摘 要:教育批评是指对教育的否定性及矫正性评价,可促进教育不断反思与自省、持续改进与完善。但并非所有的教育批评都是合理、积极的,也不是所有的教育批评都是教育能接受、承受的。缺乏全面性、客观性、公正性、辩证性的非理性教育批评,具有明显的负向效应与消极作用,并造成对教育的“社会否定”现象。非理性教育批评及“社会否定”现象产生的表层原因在于超阈限寄予教育期待、赋予教育责任,深层症结在于喻代式教育思维与反推式教育评价。为此,要构建教育批评响应与化解机制,有理、有据、有效地应对教育批评;加强教育知识的社会供给,强化教育的有限与受限思维,把握好教育批评的界与度。

关键词:教育批评;社会否定;喻代式思维;反推式评价


教育批评是指对教育的否定性及矫正性评价,主要针对教育存在的不足、瑕疵、错误作出评判、进行指责、提出建议。在人类社会发展史上,教育始终被定性为神圣、伟大与希望的事业。随着时代变迁、社会发展,人们的这种意识、认识、信念不断被强化与提升。于是,人们逐渐地在社会发展、个人成长与教育之间建立起紧密连接,坚信并要求教育实现社会、个人的一切期待与诉求。然而,不论多么强烈、迫切的期待与诉求,都不可能毫无悬念、尽善尽美地变为现实。当期待与诉求未能如期、如愿地变现,人们便产生失望与挫败感。于是,以对教育的抱怨、指责、声讨以及指误、指路为主要方式的教育批评便随之而来、接踵而至。特别是20世纪中叶以来,在世界范围内,教育的社会地位被提到前所未有的高度,对教育的社会支持、投入达到前所未有的力度,对教育的社会期待与诉求呈现前所未有的强度。与此同时,对教育的社会批评广泛兴起、此起彼伏,而且愈演愈烈。然而,为数不少的教育批评缺乏全面性、客观性、公正性、辩证性,呈现出明显的非理性特征。更为糟糕的是,非理性教育批评逐渐演化为对教育的“社会否定”现象。特别是各种明显具有理想主义与功利主义、决定论与万能论、短视思维与短期行为特征的非理性教育批评,使教育经常性地处于非难非议、难为难行的困境。如今,在众多的社会批评与否定面前,教育呈现出明显的弱势状态、被动状态,普遍担忧、惧怕教育批评,并一味地回避教育批评、迁就教育批评,或围绕教育批评做“头痛医头、脚痛医脚”式的反思与整改。显然,一味地回避教育批评不是个办法,一味地迁就教育批评不是个好办法,一味地围绕教育批评做“头痛医头、脚痛医脚”式的反思与整改不是长久之计。
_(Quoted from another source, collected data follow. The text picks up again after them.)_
PR #688, opened 2017-06-20
Allow using Hetzner with existing sub-accounts

### LINKED ISSUE #592: Using Hetzner with an Admin user (per-server sub-account)
When using the Hetzner backend, nixops always tries to do `creating an exclusive robot admin account for ...`.

I already have an exclusive sub-account for my machine, and I'd like nixops to use that straight away, and not create one itself, so that I don't have to give nixops access to my entire Hetzner Webservice API credentials (which in fact also didn't work for me, as the `hetzner` Python package that it uses then complains that [`The user {0} is a dedicated web service user`](https://github.com/RedMoonStudios/hetzner/blob/280f8d3105937d46da21d534f82315f83db3ed84/hetzner/robot.py#L86), but that would be a separate issue, let me know if I should file it).

The trouble is that I can't set the user/password for the sub-account with environment variables; the current code runs:

```python
        if not self.robot_admin_user or not self.robot_admin_pass:
            self.log_start("creating an exclusive robot admin account for "
                           "‘{0}’... ".format(self.name))
```

and `self.robot_admin_pass`/`self.robot_admin_user` don't come from the `HETZNER_ROBOT_USER`/`HETZNER_ROBOT_PASS` environment variables (only `robot_user` and `robot_pass` do, and setting only those doesn't work).

It would be great if I could tell nixops via environment variables the user/password to use an already created per-machine sub-account.

nh2:
Fixes #592.

See commit messages and added documentaiton for details.

### DIFF
--- a/doc/manual/overview.xml
+++ b/doc/manual/overview.xml
@@ -1361,12 +1361,21 @@ machine3.deployment.azure = {
 to their server management interface, called the <link
 xlink:href="https://robot.your-server.de/">Robot</link>. This account is
 <emphasis>only</emphasis> used for the initial deployment and the destruction of
-a machine. In particular the initial deployment creates a separate Robot account
+a machine. In particular the initial deployment creates a separate Robot sub-account
+(Hetzner calls this the "Admin login" because you'd give it to your server's sysadmin)
 just for the machine that's going to be created, so a person who has access to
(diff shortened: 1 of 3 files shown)


domenkozar:
cc @aszlig

nh2:
CC @basvandijk

Issue #689, opened 2017-06-20
Make nixops derivation overridable


nh2:
I'd like to run `nixops` from nixpkgs, but `override` the derivation to give it a custom nixops commit.

It seems that currently I can't do that, because the [nixpkgs derivation builds from a tarball](https://github.com/NixOS/nixpkgs/blob/1c366b4e0647abea0385395dcb2981a5b3161cf8/pkgs/tools/package-management/nixops/default.nix#L6) instead from nixops's git directory.

Is it possible to write a `mkDerivation` that uses nixops straight from git, so that I can point it at my custom branch?

domenkozar:
You can build it like so:

```
$ cat nixops-unstable.nix
let
  nixopsUnstable = builtins.fetchTarball "https://github.com/NixOS/nixops/archive/4a204e28daef51418f9116170dcead44849546ad.tar.gz";
in (import "${nixopsUnstable}/release.nix" {}).build.x86_64-linux
```

and then `nix-build nixops-unstable.nix`

nh2:
OK I'll give that a shot and will report.

domenkozar:
ping :)

teto:
Similarly I've been trying to override nixops with a local fork where I have stacked several PRs.

I am interested in how people override nixops as well, I tried from an overlay
```
  nixops-dev = super.nixops.overrideAttrs ( src: {

    name = "nixops-dev";
    src = builtins.fetchGit {
      url = /home/teto/nixops;
      rev = "7c71333a3ff6dc636d0b2547f07b105571a3027b";
    };
  });
```
but I consistently end up with
```
adding 'nixops/resources/vpc_route_table.py'
adding 'nixops/resources/vpc_route_table_association.py'
adding 'nixops/resources/vpc_subnet.py'
adding 'nixops-_version_.data/scripts/nixops'
adding 'nixops-_version_.dist-info/DESCRIPTION.rst'
adding 'nixops-_version_.dist-info/metadata.json'
adding 'nixops-_version_.dist-info/top_level.txt'
adding 'nixops-_version_.dist-info/WHEEL'
adding 'nixops-_version_.dist-info/METADATA'
adding 'nixops-_version_.dist-info/RECORD'
installing
/build/source/dist /build/source
nixops-_version_-py2-none-any.whl is not a valid wheel filename.
```
In a repl, nixops-dev version looks good. The `@version@` in setup.py doesn't seem to be substituted

noonien:
[...]

PR #691, opened 2017-06-20
release.nix: Make `shellHook` work even when started from a different dir

nh2:
This provides at least a workaround for #689, and seems to have no drawbacks.

### DIFF
--- a/release.nix
+++ b/release.nix
@@ -96,9 +96,9 @@ rec {
         ];
 
       # For "nix-build --run-env".
-      shellHook = ''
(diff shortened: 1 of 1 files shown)


rbvermaa:
This makes the PYTHONPATH point to a copy of the source code.

nh2:
> This makes the PYTHONPATH point to a copy of the source code.

@rbvermaa I don't get it, isn't that the goal? Why is that a problem?

Or maybe I'm not understanding how that `shellHook` is supposed to be used?

Issue #694, opened 2017-06-28
DataDog monitor destruction response isn't properly analysed


deepfire:
As can be seen at https://github.com/NixOS/nixops/blob/master/nixops/resources/datadog-monitor.py#L127, the response to a monitor removal request isn't analysed, and I quote:

```
    self.connect(self.app_key,self.api_key)
    if self.monitor_exist(self.monitor_id) == False:
        self.warn("datadog monitor with id {0} already deleted".format(self.monitor_id))
    else:
        self.log("deleting datadog monitor ‘{0}’...".format(self.monitor_name))
        self._dd_api.Monitor.delete(self.monitor_id)
```

This can sometimes lead to a combination of:
```
cardano_node_process.......> deleting datadog monitor ‘cardano-node process is down’...
```
..and the fact DataDog monitor being still alive and well, as can be seen through the Web UI.

AmineChikhaoui:
hm thanks @deepfire , will look into it

deepfire:
According to https://datadogpy.readthedocs.io/en/latest/#datadog.api.Monitor:

```
 delete(id, **params)

    Delete an API resource object
    Parameters:	id (id) – resource object to delete
    Returns:	Dictionary representing the API’s JSON response
```

AmineChikhaoui:
@deepfire yeah I originally though that datadog api will raise an exception in case of errors but should be easy to handle that but I'm curious what can go wrong in delete monitor api call, was there changes to the monitor from outside nixops and if so what kind of changes ?

PR #695, opened 2017-06-28
catch exceptions while deleting datadog resources

AmineChikhaoui:
there was some issues reported in #694, this will make the `nixops destroy` raise exceptions at least instead of failing silently.

### DIFF
--- a/nixops/resources/datadog-monitor.py
+++ b/nixops/resources/datadog-monitor.py
@@ -54,12 +54,12 @@ class DatadogMonitorState(nixops.resources.ResourceState):
     @property
     def resource_id(self):
         return self._monitor_url + self.monitor_id if self.monitor_id else None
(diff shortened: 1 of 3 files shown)


domenkozar:
@AmineChikhaoui btw, should datadog monitor names be unqiue across deployment networks?

AmineChikhaoui:
@domenkozar no you can have the same name across many monitors, the name is basically the subject of the alert email and what's showing in the datadog ui. For uniqueness, what matters is the monitor id which is generated.

domenkozar:
@AmineChikhaoui interesting :) We had a case where deployment was `nixops destroy`-ed, but the machines part of that deployment were still triggering alerts as CRITICAL.

Most probably datadog keeps the last known state if the node is down.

教育无疑需要批评,但不等于接受所有的批评。教育无疑需要正视批评,但不等于被批评牵着走。面对教育批评,教育应勇敢地面对与应对,有效地破解与化解。

一、教育批评失控及“社会否定”现象

在教育发展史上,对教育的社会批评并不鲜见,但从未像今天这样广泛、严重,也未显现“社会否定”现象。20世纪中叶以来,在世界各地特别是一些西方国家,面对日益严重的政治危机、经济危机、社会危机,人们纷纷将怀疑与否定的目光指向教育,对教育的不满之声暴涨、差评之音如潮。教育批评毫无章法、毫无节制地一拥而上,而且迅速蔓延、不断升级,呈现出难以阻挡之势。于是,教育成为众矢之的,几乎处于被“围攻”的状态。不论国家、社会还是个人,都将所遭遇的任何危机、困境与问题指向教育,在教育层面归因、追责。显然,教育批评成为一种社会潮流,诟病教育成为一种普遍的社会行为,并形成了一种典型的“社会否定”现象,即在社会上形成了对教育的总体性、泛在性、直觉性否定氛围与倾向。具体地说,对教育的“社会否定”现象主要表现为两种否定氛围与倾向。一是以偏概全、一概而论地否定教育,以至于教育中出现的任何问题或事件都会引发对教育的全局性否定。二是捕风捉影、借题发挥地否定教育,以至于人们总是莫名其妙地感觉教育有问题,总是浮想联翩地怀疑教育有问题,总是听风是雨地认定教育有问题。对此,美国批判教育学家阿普尔(M.W.Apple)指出:“我们正处于教育思潮的‘反动’期,到处充斥着‘教育失败’的言论,诸如高辍学率、读写能力的滑坡、教学纪律的散漫、教育标准的缺乏、不能教给学生‘真的知识’和就业技能,以致学生们的考试成绩太差等都成为对学校进行抨击的理由。而所有这些又被认为是导致生产率低下、贫穷失业乃至缺乏国际竞争力的根源。”于是,从过去的赞声不停到如今的怨声不断,从过去的鲜有社会干扰到如今的普遍社会干预,对教育的批评与否定成为教育躲不开、绕不过的焦点问题。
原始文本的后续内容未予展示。